## WHAT THE TASK REQUIRES:
From the first line of the data below through the line holding "less than estimate.", write out each line exactly as it stands.
*** Opening of INPUT DATA ***
PR #1278, opened 2026-05-16
feat:(ui): Add observable memory bar to the dashboard.

beamivalice:
* Pull number from the memory enforcer
* Update at 500ms
* Display at the dashboard
* Per active model use delta between not load and loaded state to determine real memory usage, some model use a lot less than estimate.

Screenshot 2569-05-16 at 17 16 26
Screenshot 2569-05-16 at 17 16 36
*** Close of INPUT DATA ***
## YOUR RESPONSE:
PR #1278, opened 2026-05-16
feat:(ui): Add observable memory bar to the dashboard.

beamivalice:
* Pull number from the memory enforcer
* Update at 500ms
* Display at the dashboard
* Per active model use delta between not load and loaded state to determine real memory usage, some model use a lot less than estimate.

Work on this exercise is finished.